Description:	The rapid shift toward sustainable transportation is driving increased demand for highly efficient and reliable electrical power systems in electric vehicles (EVs) and hybrid electric vehicles (HEVs). At the heart of these systems is the power conversion stage, which governs energy exchange among the grid, the battery storage system, and the motor drive [1]. Selecting an appropriate DC-link voltage is essential for maintaining power quality, optimizing efficiency, and ensuring overall system stability across diverse operating conditions.

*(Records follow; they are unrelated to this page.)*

Issue #394, opened 2018-06-19
Background text of attributed string does not work properly on High Sierra when it wraps to multiple lines.


parro-it:
When a fragment of an attributed string that has background attribute wraps to multiple lines,
the background attribute extends to the end of the last line containing the fragment.

The problem happens only on macOS High Sierra. macOS Sierra is not affected.
The GIF below is taken from the drawtext example:

![giu-19-2018 21-57-44](https://user-images.githubusercontent.com/11197111/41621820-1af38154-740e-11e8-8128-aed1af51f163.gif)

We discover the problem on libui-node https://github.com/parro-it/libui-node/issues/101

mischnic:
Could this be a bug in High Sierra because the background is drawn by Core Text and not libui itself?

https://github.com/andlabs/libui/blob/cda991b7e252874ce69ccdb7d1a40de49cee5839/darwin/attrstr.m#L298-L309

Also, how does it behave on 10.11 and earlier?

https://github.com/andlabs/libui/blob/cda991b7e252874ce69ccdb7d1a40de49cee5839/darwin/future.m#L11-L12

PR #404, opened 2018-07-31
Custom drawing macOS BackgroundAttribute

mischnic:
Completes the text background drawing fallback if `kCTBackgroundColorAttributeName` is not available.

The output is exactly the same as `kCTBackgroundColorAttributeName`, apart from bug #394 so I would make this the default background drawing on High Sierra (and newer - does someone use Mojave?) and keep using `kCTBackgroundColorAttributeName` on older versions because it might be faster(?).

### DIFF
--- a/darwin/attrstr.h
+++ b/darwin/attrstr.h
@@ -89,3 +89,5 @@ extern CFAttributedStringRef uiprivAttributedStringToCFAttributedString(uiDrawTe
 - (id)initWithStart:(size_t)s end:(size_t)e r:(double)red g:(double)green b:(double)blue a:(double)alpha;
 - (void)draw:(CGContextRef)c layout:(uiDrawTextLayout *)layout at:(double)x y:(double)y utf8Mapping:(const size_t *)u16tou8;
 @end
+
+CGColorRef mkcolor(double r, double g, double b, double a);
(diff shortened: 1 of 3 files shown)


andlabs:
I haven't actually integrated custom background blocks yet because to get the behavior I was looking for would require knowledge of per-line metrics, which is a massive mess of partially undocumented features and algorithms. I have to see how the attributes behave on all the versions of all the platforms I'm interested in.

mischnic:
> I haven't actually integrated custom background blocks yet because to get the behavior I was looking for would require knowledge of per-line metrics

Are you referring to a background like this (the red part)?
bildschirmfoto 2018-07-31 um 15 11 45

That doesn't seem too complicated on the macOS side.

andlabs:
Yes. The question I was asking is which is correct: the dark red or the light red. If the behavior I want is the light red (and I do want that behavior for text selections, at the least), I'd need to reinstate the old metrics code.

andlabs:
My point is I'm not sure which I want; I have to double-check with all platforms to see which options I do have. If I have both options after all, I'd go with the former.

mischnic:
Current situation on GTK:

bildschirmfoto 2018-08-01 um 12 58 53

Early generations of EV power electronic systems primarily employed low-voltage (12/48V) architectures and unidirectional converters dedicated to auxiliary loads, whereas the increasing requirements for traction power and onboard charging have shifted research focus toward higher DC-link voltages and bidirectional converter topologies [2]. Within this technological evolution, voltage-source Active Front-End (AFE) rectifiers have become a key interface for regulated DC buses, as they provide near-unity power factor, low input harmonic distortion, and regenerative capability, all of which closely match the demands of EV charging and drive-cycle operation [3,4]. A regulated 270 V DC bus has consequently emerged as a promising solution, particularly for medium voltage EV platforms, heavy-duty vehicles, and specialized applications such as electric buses and construction machinery [5].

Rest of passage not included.